The visor curves into a single, wicked unihorn, sharp enough to
pierce souls. The muzzle below juts with faux teeth, jagged,
flesh-tearing barbs that promise agony to any who dare approach. Its
comb rises like a crest of spines, and she remembers: her blood,
spilled willingly once, turning that comb crimson, a banner of her
own making.
The
voice comes then, not from Him, but from everywhere. Echoing in the
wind, in the muck, in her very soul. Deep, resonant, inexorable.
Burn
in the fires.
So
that you may be born anew.
So
that you may don the helm of a god.
The
words coil inside her, twisting with the drug's fire, amplifying the
scar's thrum until it vibrates through her bones. Desperation surges,
Cain's screams still ring in her ears, the demons' laughter fading
but not gone. She reaches forward, broken fingers sinking into the
muck, grasping the helmet's cold weight. It hums against her palms,
alive with promise.
She
slides it over her head.
The
fit is perfect, too perfect.
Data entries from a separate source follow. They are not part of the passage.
PR #474, opened 2026-08-05
fix(video_compose): derive the Remotion theme from real playbook keys

bbudaedu:
## The defect

`VideoCompose._build_theme_from_playbook` documents itself as:

> Derive a Remotion ThemeConfig from a playbook's actual color values. Instead of passing a playbook name and hoping Remotion has a matching preset, we read the playbook YAML and extract concrete colors/fonts.

Three of the keys it reads are not in `schemas/styles/playbook.schema.json`, so each silently fell back to a hardcoded default for **every** playbook:

| Read | Schema key | Consequence |
|---|---|---|
| `typo.get("heading")` | `headings` | every playbook rendered its headings in `Inter` |
| `palette.get("muted_text")` | `muted` | `mutedTextColor` was always `#6B7280` |
| `motion.get("pace")` | `identity.pace` | no playbook's declared pace ever reached the spring config |

Before → after:

```
flat-motion-graphics  headingFont  Inter    -> Space Grotesk
                      muted        #6B7280  -> #64748B
                      spring       20/120 @0.4s -> 12/80 @0.3s   (pace: fast)
minimalist-diagram    headingFont  Inter    -> IBM Plex Sans
anime-ghibli          headingFont  Inter    -> Noto Serif JP
```

This is the **Remotion counterpart** of the HyperFrames style-bridge defect in #306. That bridge lives in `lib/hyperframes_style_bridge.py` and is untouched here, as are the open PRs against it (#296, #307).

## Note on ordering

`Root.tsx`'s `resolveTheme` currently prefers a named preset over `themeConfig`, and four of the five playbook names collide with Remotion preset names. So the derived theme was being **discarded** exactly where these defaults would have shown — which masked this bug.

Fixing `resolveTheme` first would have made every video lose its heading typeface, muted color and motion pacing in one step. This PR has to land first.

## Deliberately left alone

Metal molds to her skull like a second
skin, the visor sealing her vision into slits of crimson-tinted
night. The long comb unfurls then, wrapping around her shoulders, her
torso, like a robe woven from blood itself. It clings, warm and wet,
dripping in slow rivulets down her arms, her chest, pooling in the
muck at her knees. The scent of iron fills her nostrils; the weight
presses her deeper into the mud, but it does not crush. It empowers.
Valroth
Kyr's gesture lingers. The moon swells larger, blistering brighter.
The pits recede. The souls quiet. The demons bow. But the night
stretches on, and the god waits for her to prove herself worthy.